For my drivetrain for Push Back, I have two odometry pods. One horizontal, and one vertical. I was wondering if its ok just to go one vertical pod because I need the extra space on the drivetrain so I can mount the airtank as low as possible.
It is okay, but you need to run traction wheels. I’d also looking into distance resets. I ran just one vertical and it worked fairly well however the robot sideways drift was an issue because I couldn’t detect it. So it works, but two is way better. Even with distance resets unless are you doing MCL it still might not detect all drift.
It is possible but you need to consider horizontal drift. Are you planning on using any traction wheels? Because if you’re using all Omni I wouldn’t recommend it with pure odometry
You should try to go with two pods and the air tank.

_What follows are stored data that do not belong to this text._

PR #954, opened 2021-08-09
added test for adding service account role

edewit:
fixing: #494

### DIFF
--- a/cypress/support/pages/admin_console/manage/RoleMappingTab.ts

You will be surprised how much stuff you can squeeze into the chassis once you start thinking outside of the box.
I am using 4 omni wheels, no traction. I saw for 229v’s robot for worlds, they had all omnis and just a vertical odom pod.

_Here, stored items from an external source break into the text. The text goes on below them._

Issue #405, opened 2021-02-28
Fix Access Token Lifespan


ssilvert:
Access Token Lifespan does not allow -1 as a value.  This should behave the same as the old console as noted in the PR:
https://github.com/keycloak/keycloak-admin-ui/pull/373#issuecomment-786128188

edewit:
Didn't we say that the `-1` was strange and even you didn't know if it's the same as empty. So the more user friendly way would be to allow for blank as in not set?

ssilvert:
@edewit Should this one be closed?

jonkoops:
@yih-wang @xianli123 What is the UX opinion on this? I can create a fix that either allows `-1` or we can come up with a nicer solution, perhaps a toggle or something?

yih-wang:
@ssilvert Can you remind me that what's the meaning when the value is "-1"? I totally forgot that...

jonkoops:
> @ssilvert Can you remind me that what's the meaning when the value is "-1"? I totally forgot that...

If a value of `-1` is provided here it means that the token will never expire. Seems quite user unfriendly, so it would be nice to have some UI around it. For example a checkbox that says 'Token never expires' which hides the input or disables it.

yih-wang:
@jonkoops Do you know the default value of this field? Now the default is empty, I'm also not sure what it means...

jonkoops:
That's a good question, I don't know exactly what the default is here when the field is empty.

yih-wang:
@jonkoops For the pattern, we can do something like this
![image](https://user-images.githubusercontent.com/23331885/128687246-9b674aff-920e-4578-9715-3e1476953656.png)

edewit:
@yih-wang the default it empty, guess nobody knows what that means... but my guess it's the same as `-1` I'll add the dropdown you suggested empty and `-1`

yih-wang:
@edewit There're a lot of fields in the console use empty as the default status. They're so confused. @ssilvert Is it possible to change that to some specific values? Or at least clarify what the empty means in the tooltip.

edewit:
@yih-wang I can make this into a general component and apply it everywhere it makes sense? Or are there other places where the text "Expires in" doesn't make sense?

yih-wang:
[...]

PR #955, opened 2021-08-09
added component to set lifespan of token

edewit:
fixes: #405

### DIFF
--- a/src/clients/advanced/TokenLifespan.tsx
+++ b/src/clients/advanced/TokenLifespan.tsx
@@ -1,5 +1,5 @@
 import React, { useState } from "react";
-import { Control, Controller } from "react-hook-form";
+import { Control, Controller, FieldValues } from "react-hook-form";
 import { useTranslation } from "react-i18next";
 import {
   FormGroup,
@@ -20,7 +20,7 @@ type TokenLifespanProps = {
   id: string;
   name: string;
   defaultValue: string;
-  control: Control<Record<string, any>>;
+  control: Control<FieldValues>;
   units?: Unit[];
 };
 
@@ -59,7 +59,6 @@ export const TokenLifespan = ({
           <Split hasGutter>
             <SplitItem>
               <Select
-                toggleId={`toggle-${id}`}
                 variant={SelectVariant.single}
                 onToggle={(isExpanded) => setOpen(isExpanded)}
                 isOpen={open}
@@ -68,19 +67,17 @@ export const TokenLifespan = ({
                   setOpen(false);
                 }}
                 selections={[
-                  value === "" || value === -1 ? t(never) : t(expires),
+                  typeof value === "number" && value !== -1
+                    ? t(expires)
+                    : t(never),
                 ]}
               >
-                <SelectOption key={never} value={-1}>
-                  {t(never)}
-                </SelectOption>
-                <SelectOption key={expires} value={60}>
-                  {t(expires)}
-                </SelectOption>
+                <SelectOption value={-1}>{t(never)}</SelectOption>
+                <SelectOption value={60}>{t(expires)}</SelectOption>
               </Select>
             </SplitItem>
             <SplitItem>
-              {value !== "" && value !== -1 && (
+              {typeof value === "number" && value !== -1 && (
                 <TimeSelector units={units} value={value} onChange={onChange} />
               )}
             </SplitItem>
--- a/src/clients/advanced/TokenLifespan.tsx
+++ b/src/clients/advanced/TokenLifespan.tsx
@@ -1,0 +1,92 @@
+import React, { useState } from "react";
+import { Control, Controller } from "react-hook-form";
+import { useTranslation } from "react-i18next";
+import {
+  FormGroup,
+  Select,
+  SelectOption,
+  SelectVariant,
+  Split,
+  SplitItem,
+} from "@patternfly/react-core";
+
+import {
+  TimeSelector,
+  Unit,
+} from "../../components/time-selector/TimeSelector";
+import { HelpItem } from "../../components/help-enabler/HelpItem";
+
+type TokenLifespanProps = {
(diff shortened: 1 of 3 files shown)


src/clients/advanced/TokenLifespan.tsx
```diff
@@ -0,0 +1,92 @@
...
+                <SelectOption key={never} value={-1}>
+                  {t(never)}
+                </SelectOption>
+                <SelectOption key={expires} value={60}>
+                  {t(expires)}
+                </SelectOption>
+              </Select>
+            </SplitItem>
+            <SplitItem>
+              {value !== "" && value !== -1 && (
```
jonkoops, line 83: Looks like `TimeSelector` accepts a `value` of type `number` only. We can narrow down the type in the condition by using `typeof`, which will allow the TypeScript compiler to infer the type in this branch.
```suggestion
              {typeof value === "number" && value !== -1 && (
```

src/clients/advanced/TokenLifespan.tsx
```diff
@@ -0,0 +1,92 @@
...
+                  setOpen(false);
+                }}
+                selections={[
+                  value === "" || value === -1 ? t(never) : t(expires),
+                ]}
+              >
+                <SelectOption key={never} value={-1}>
+                  {t(never)}
+                </SelectOption>
+                <SelectOption key={expires} value={60}>
```
jonkoops, line 77: I don't think a `key` prop is required here, as the children are static.

src/clients/advanced/TokenLifespan.tsx
```diff
@@ -0,0 +1,92 @@
...
+                isOpen={open}
+                onSelect={(_, value) => {
+                  onChange(value);
+                  setOpen(false);
+                }}
+                selections={[
+                  value === "" || value === -1 ? t(never) : t(expires),
+                ]}
+              >
+                <SelectOption key={never} value={-1}>
```
jonkoops, line 74: I don't think a `key` prop is required here, as the children are static.

src/clients/advanced/TokenLifespan.tsx
```diff
@@ -0,0 +1,92 @@
...
+                variant={SelectVariant.single}
+                onToggle={(isExpanded) => setOpen(isExpanded)}
+                isOpen={open}
+                onSelect={(_, value) => {
+                  onChange(value);
+                  setOpen(false);
+                }}
+                selections={[
+                  value === "" || value === -1 ? t(never) : t(expires),
+                ]}
```
jonkoops, line 72: We can narrow down the type in the condition by using `typeof`, which will allow the TypeScript compiler to infer the type.

```suggestion
                selections={[
                  typeof value === "number" && value !== -1
                    ? t(expires)
                    : t(never),
                ]}
```

src/clients/advanced/TokenLifespan.tsx
```diff
@@ -0,0 +1,92 @@
...
+    >
+      <Controller
+        name={name}
+        defaultValue={defaultValue}
+        control={control}
+        render={({ onChange, value }) => (
+          <Split hasGutter>
+            <SplitItem>
+              <Select
+                toggleId={`toggle-${id}`}
```
jonkoops, line 62: Do we need to specify the `toggleId` prop? I think the component generates it's own ids internally if we do not specify it.

src/clients/advanced/TokenLifespan.tsx
```diff
@@ -0,0 +1,92 @@
...
+  Unit,
+} from "../../components/time-selector/TimeSelector";
+import { HelpItem } from "../../components/help-enabler/HelpItem";
+
+type TokenLifespanProps = {
+  id: string;
+  name: string;
+  defaultValue: string;
+  control: Control<Record<string, any>>;
+  units?: Unit[];
```
jonkoops, line 24: The `units` prop is always specified, so I think it can be made required.
```suggestion
  units: Unit[];
```

src/clients/advanced/TokenLifespan.tsx
```diff
@@ -0,0 +1,92 @@
...
+  TimeSelector,
+  Unit,
+} from "../../components/time-selector/TimeSelector";
+import { HelpItem } from "../../components/help-enabler/HelpItem";
+
+type TokenLifespanProps = {
+  id: string;
+  name: string;
+  defaultValue: string;
+  control: Control<Record<string, any>>;
```
jonkoops, line 23:
```suggestion
  control: Control<FieldValues>;
```

Should give you the same type, closer matching the interface from React Form Hook.

jonkoops (changes requested):

src/clients/advanced/TokenLifespan.tsx
edewit: They are needed

jonkoops: Why?

src/clients/advanced/TokenLifespan.tsx
edewit: but it's optional for the `TimeSelector`

jonkoops: Sure, but all components that use this one provide them. IMHO it's best to be as strict as possible out of the box, you can always loosen the type when needed. This prevents logic from being introduced that handles possible empty values, when if fact this logic is redundant.

edewit: if you leave it empty you get all the units `["seconds", "minutes", "hours", "days"]`

jonkoops: Sure, but if someone ever makes logic inside of this component and touches these props they have to take into account it could be empty.

jonkoops (approved):

jonkoops:
LGTM :+1:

Yes, but they were likely using things like limiting acceleration and optimizing their curves so the robot didn’t drift much. I wouldn’t have been surprised if they also had distance sensors on there, but I’m not sure about that.
You can use one wheel, the result just won’t be nearly as good, and for me was way worse than two.
Yeah as I was saying it is definitely possible, just much harder with all Omni. You would neither have to accept horizontal drift which causes inconsistency between runs, move in Mays that reduce drift like not turning quickly or smth, or some more advanced things like filters or things like that.
I haven’t personally done too much with this but you could experiment with Odom resets. The way I did this (very basic but worked fine) is by having a couple distance sensors on sides of the robot. You could do like front and right, or all sides if needed it really depends.
Then after maybe a quarter of your code (for skills, qual doesn’t need a reset) or whenever easiest you would (using the inertial sensor) turn perfectly sideways and measure the distance the the front/back wall. Then turn forwards and measure to the left/right wall.
After that you just subtract that distance (in mm so convert to inches) from the max field size and set those values to your Odom position.
This essentially just resets the Odom position after a certain amount of time to minimize drift. Lmk if you want a more detailed explanation and I can share some of the code
Theoretically, this is even possible with only drivetrain encoders but it would need reset much more often. I’m not sure how much time your willing to put into this but you could experiment with dynamic or automatic updating. By this I mean it automatically resets no matter what angle your facing, but this uses a lot of trig and more advanced coding but would be a fun project.
That would be viable, but I just started coding with pros. For when I rebuild(Prob in October) ill probably implement a barking system and traction wheels.